[[ Material for the task open ]]
PR #751, opened 2023-10-27
Add tags to pups templates

featheredtoast:
The purpose here is to allow greater flexibility in how and where docker images are built and run. It achieves this by breaking up build steps into distinct run steps which can be saved along the way. Customizable base images may then be prebuilt with as many batteries included as possible, with zero environment setup so those images can then be configured at a later stage.

Add the ability to run partial pups configuration:
`build`: build base image with no db - ember build.
`precompile`: precompile stage that requires postgres and redis.
`migrate`: run migration tasks.
`db`: start bundled postgres/redis, if included.

Adds a create_db script in postgres template for creating db on the fly. Called below in unicorn run:

updates unicorn run command with 3 env flags:
CREATE_DB_ON_BOOT: if 1, creates base db schema, allows for deferral of creation. MIGRATE_ON_BOOT: if 1, runs db:migrate - allows for deferral of db migration. PRECOMPILE_ON_BOOT: if 1, precompiles assets (without ember build).

PRECOMPILE_ON_BOOT initially defaults to 1 in base builds (no tags). During the `precompile` build step, this updates the default to be 0.

All other new flags are default off. With these three flags, we're now able to ship and start a container from a base image, and it'll be able to bootstrap a blank database.

Updates hook to start redis before_db_migrate as before_code hook is not guaranteed to fire before migrate tasks if pups is filtered by tags.

### DIFF
--- a/templates/postgres.template.yml
+++ b/templates/postgres.template.yml
@@ -55,6 +55,7 @@ run:
        sv stop postgres
 
   - file:
+     tag: db
      path: /root/upgrade_postgres
      chmod: "+x"
      contents: |
--- a/templates/postgres.template.yml
+++ b/templates/postgres.template.yml
@@ -17,17 +17,20 @@ hooks:
        to: sv start postgres || exit 1
 
 run:
-  - exec: locale-gen $LANG && update-locale
-  - exec: mkdir -p /shared/postgres_run
-  - exec: chown postgres:postgres /shared/postgres_run
-  - exec: chmod 775 /shared/postgres_run
-  - exec: rm -fr /var/run/postgresql
-  - exec: ln -s /shared/postgres_run /var/run/postgresql
-  - exec: socat /dev/null UNIX-CONNECT:/shared/postgres_run/.s.PGSQL.5432 || exit 0 && echo postgres already running stop container ; exit 1
-  - exec: rm -fr /shared/postgres_run/.s*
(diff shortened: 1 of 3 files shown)


danielwaterworth (approved):
Let's get this merged!

It would be good to put some description of what the tags mean somewhere in the repo. Perhaps in `templates/README.md`.

mentalstring:
We are still on v3.1.5 as we are waiting for some plugins to be compatible with 3.2.

This PR is preventing us from rebuilding the image:

```
rake aborted!
Don't know how to build task 'assets:precompile:build' (See the list of available tasks with `rake --tasks`)
Did you mean?  assets:precompile
               assets:precompile:css
               assets:precompile:before
/var/www/discourse/vendor/bundle/ruby/3.2.0/gems/rake-13.0.6/exe/rake:27:in `<top (required)>'
/usr/local/bin/bundle:25:in `load'
/usr/local/bin/bundle:25:in `<main>'
(See full trace by running task with --trace)
I, [2024-04-27T10:45:53.719449 #1]  INFO -- : 
```

Any workaround?

mentalstring:
In case this is useful for someone in the same situation, I managed to rebuild by checking out discourse/discourse_docker to the commit before this one and (for some other unrelated reason, I guess), commenting DISCOURSE_MAXMIND_LICENSE_KEY or else it was failing at another place.

PR #755, opened 2023-11-13
Slim Slim docker image

pierreozoux:
Hi,

we are maintaining an image for kubernetes, and basically, we put together:
 - slim image
 - release image
 - env from web template

But, we don't consider container as slim VMs, but we consider them as "fat" binairies.

As such, we don't use tools like ssh, postgres, redis and so on.

I think in the best world, we'd share a base image that could be suitable for you and us.
But in the mean time, if we could reorganize just a bit this docker image, this would help us follow changes.

Bascially, we don't need this block:
https://github.com/pierreozoux/discourse_docker/blob/patch-1/image/base/slim.Dockerfile#L20-L46

and this block:
https://github.com/pierreozoux/discourse_docker/blob/patch-1/image/base/slim.Dockerfile#L87-L95

Maybe the way we propose is not perfect, but this is to eventually start the discussion?

Thanks for your time and have a nice day!

### DIFF
--- a/image/base/slim.Dockerfile
+++ b/image/base/slim.Dockerfile
@@ -29,7 +29,7 @@ RUN echo "deb http://apt.postgresql.org/pub/repos/apt/ bullseye-pgdg main" | \
 # install these without recommends to avoid pulling in e.g. X11 libraries, mailutils
 RUN DEBIAN_FRONTEND=noninteractive apt-get -y install --no-install-recommends rsyslog logrotate cron ssh-client less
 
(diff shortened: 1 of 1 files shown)


tgxworld:
Hi @pierreozoux, 

I have a couple of questions:

1. How much savings on the size of the image do you get out of excluding those dependencies?
2. If you really need to remove those dependencies, have you tried building a new image that uninstalls those dependencies?

tgxworld:
@pierreozoux I didn't get a reply previously so I'm closing this off first. Feel free to open a new PR and ping me there if you'll like us to review these changes again.

PR #1088, opened 2026-07-21
Build cache

featheredtoast:
Add build cache to builds, cache to ghcr. Cache by current date.

Refactor bake config: remove references to arch, and split up bake configuration to be able to compose image building into parts:
* base bake
* push
* cache-read
* cache-write

Allows for cache-read on PR, cache-read+write on main builds, push after tests on main.

For caching, we unfortunately explicitly need to run docker buildx bake TARGET for EVERY target individually. Targeting a group or multiple targets at the same time results in cache misses with seemingly no rhyme or reason - I'm guessing that despite each target having a separate cache-from/cache-to config, the cache-* sections are all grouped together across the entire build. Docker build caches apparently take the first matching cache, and discard the rest despite a cache-hit being possibly available in a different cache.

Allow cache to be flushed by searching for untagged images on ghcr, and delete

Fix test build to build every step from slim, previously the test release would build from base:release. Now it builds from the previous test build step

Publish runtime-deps-only image

prefer COPY to ADD as COPY for explicitly for copying docker contexts.

### DIFF
--- a/image/docker-bake.cache.hcl
+++ b/image/docker-bake.cache.hcl
@@ -1,0 +1,88 @@
+variable "CACHE_IMAGE" {
+  default = ""
+  validation {
+    condition = CACHE_IMAGE != ""
+    error_message = "The variable 'CACHE_IMAGE' must not be empty."
+  }
+}
+
+variable "ARCH" {
+  deafault = ""
+  validation {
+    condition = ARCH != ""
+    error_message = "The variable 'ARCH' must not be empty."
+  }
+}
+
+target "base-runtime-deps" {
+  cache-from = [{
+    type = "registry"
+    ref = "${CACHE_IMAGE}:cache-runtime-deps-${ARCH}"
[[ Material for the task closed ]]
* Exercise instructions
Output the whole listing again, keeping every line identical.

* Result of this exercise
PR #751, opened 2023-10-27
Add tags to pups templates

featheredtoast:
The purpose here is to allow greater flexibility in how and where docker images are built and run. It achieves this by breaking up build steps into distinct run steps which can be saved along the way. Customizable base images may then be prebuilt with as many batteries included as possible, with zero environment setup so those images can then be configured at a later stage.

Add the ability to run partial pups configuration:
`build`: build base image with no db - ember build.
`precompile`: precompile stage that requires postgres and redis.
`migrate`: run migration tasks.
`db`: start bundled postgres/redis, if included.

Adds a create_db script in postgres template for creating db on the fly. Called below in unicorn run:

updates unicorn run command with 3 env flags:
CREATE_DB_ON_BOOT: if 1, creates base db schema, allows for deferral of creation. MIGRATE_ON_BOOT: if 1, runs db:migrate - allows for deferral of db migration. PRECOMPILE_ON_BOOT: if 1, precompiles assets (without ember build).

PRECOMPILE_ON_BOOT initially defaults to 1 in base builds (no tags). During the `precompile` build step, this updates the default to be 0.

All other new flags are default off. With these three flags, we're now able to ship and start a container from a base image, and it'll be able to bootstrap a blank database.

Updates hook to start redis before_db_migrate as before_code hook is not guaranteed to fire before migrate tasks if pups is filtered by tags.

### DIFF
--- a/templates/postgres.template.yml
+++ b/templates/postgres.template.yml
@@ -55,6 +55,7 @@ run:
        sv stop postgres
 
   - file:
+     tag: db
      path: /root/upgrade_postgres
      chmod: "+x"
      contents: |
--- a/templates/postgres.template.yml
+++ b/templates/postgres.template.yml
@@ -17,17 +17,20 @@ hooks:
        to: sv start postgres || exit 1
 
 run:
-  - exec: locale-gen $LANG && update-locale
-  - exec: mkdir -p /shared/postgres_run
-  - exec: chown postgres:postgres /shared/postgres_run
-  - exec: chmod 775 /shared/postgres_run
-  - exec: rm -fr /var/run/postgresql
-  - exec: ln -s /shared/postgres_run /var/run/postgresql
-  - exec: socat /dev/null UNIX-CONNECT:/shared/postgres_run/.s.PGSQL.5432 || exit 0 && echo postgres already running stop container ; exit 1
-  - exec: rm -fr /shared/postgres_run/.s*
(diff shortened: 1 of 3 files shown)


danielwaterworth (approved):
Let's get this merged!

It would be good to put some description of what the tags mean somewhere in the repo. Perhaps in `templates/README.md`.

mentalstring:
We are still on v3.1.5 as we are waiting for some plugins to be compatible with 3.2.

This PR is preventing us from rebuilding the image:

```
rake aborted!
Don't know how to build task 'assets:precompile:build' (See the list of available tasks with `rake --tasks`)
Did you mean?  assets:precompile
               assets:precompile:css
               assets:precompile:before
/var/www/discourse/vendor/bundle/ruby/3.2.0/gems/rake-13.0.6/exe/rake:27:in `<top (required)>'
/usr/local/bin/bundle:25:in `load'
/usr/local/bin/bundle:25:in `<main>'
(See full trace by running task with --trace)
I, [2024-04-27T10:45:53.719449 #1]  INFO -- : 
```

Any workaround?

mentalstring:
In case this is useful for someone in the same situation, I managed to rebuild by checking out discourse/discourse_docker to the commit before this one and (for some other unrelated reason, I guess), commenting DISCOURSE_MAXMIND_LICENSE_KEY or else it was failing at another place.

PR #755, opened 2023-11-13
Slim Slim docker image

pierreozoux:
Hi,

we are maintaining an image for kubernetes, and basically, we put together:
 - slim image
 - release image
 - env from web template

But, we don't consider container as slim VMs, but we consider them as "fat" binairies.

As such, we don't use tools like ssh, postgres, redis and so on.

I think in the best world, we'd share a base image that could be suitable for you and us.
But in the mean time, if we could reorganize just a bit this docker image, this would help us follow changes.

Bascially, we don't need this block:
https://github.com/pierreozoux/discourse_docker/blob/patch-1/image/base/slim.Dockerfile#L20-L46

and this block:
https://github.com/pierreozoux/discourse_docker/blob/patch-1/image/base/slim.Dockerfile#L87-L95

Maybe the way we propose is not perfect, but this is to eventually start the discussion?

Thanks for your time and have a nice day!

### DIFF
--- a/image/base/slim.Dockerfile
+++ b/image/base/slim.Dockerfile
@@ -29,7 +29,7 @@ RUN echo "deb http://apt.postgresql.org/pub/repos/apt/ bullseye-pgdg main" | \
 # install these without recommends to avoid pulling in e.g. X11 libraries, mailutils
 RUN DEBIAN_FRONTEND=noninteractive apt-get -y install --no-install-recommends rsyslog logrotate cron ssh-client less
 
(diff shortened: 1 of 1 files shown)


tgxworld:
Hi @pierreozoux, 

I have a couple of questions:

1. How much savings on the size of the image do you get out of excluding those dependencies?
2. If you really need to remove those dependencies, have you tried building a new image that uninstalls those dependencies?

tgxworld:
@pierreozoux I didn't get a reply previously so I'm closing this off first. Feel free to open a new PR and ping me there if you'll like us to review these changes again.

PR #1088, opened 2026-07-21
Build cache

featheredtoast:
Add build cache to builds, cache to ghcr. Cache by current date.

Refactor bake config: remove references to arch, and split up bake configuration to be able to compose image building into parts:
* base bake
* push
* cache-read
* cache-write

Allows for cache-read on PR, cache-read+write on main builds, push after tests on main.

For caching, we unfortunately explicitly need to run docker buildx bake TARGET for EVERY target individually. Targeting a group or multiple targets at the same time results in cache misses with seemingly no rhyme or reason - I'm guessing that despite each target having a separate cache-from/cache-to config, the cache-* sections are all grouped together across the entire build. Docker build caches apparently take the first matching cache, and discard the rest despite a cache-hit being possibly available in a different cache.

Allow cache to be flushed by searching for untagged images on ghcr, and delete

Fix test build to build every step from slim, previously the test release would build from base:release. Now it builds from the previous test build step

Publish runtime-deps-only image

prefer COPY to ADD as COPY for explicitly for copying docker contexts.

### DIFF
--- a/image/docker-bake.cache.hcl
+++ b/image/docker-bake.cache.hcl
@@ -1,0 +1,88 @@
+variable "CACHE_IMAGE" {
+  default = ""
+  validation {
+    condition = CACHE_IMAGE != ""
+    error_message = "The variable 'CACHE_IMAGE' must not be empty."
+  }
+}
+
+variable "ARCH" {
+  deafault = ""
+  validation {
+    condition = ARCH != ""
+    error_message = "The variable 'ARCH' must not be empty."
+  }
+}
+
+target "base-runtime-deps" {
+  cache-from = [{
+    type = "registry"
+    ref = "${CACHE_IMAGE}:cache-runtime-deps-${ARCH}"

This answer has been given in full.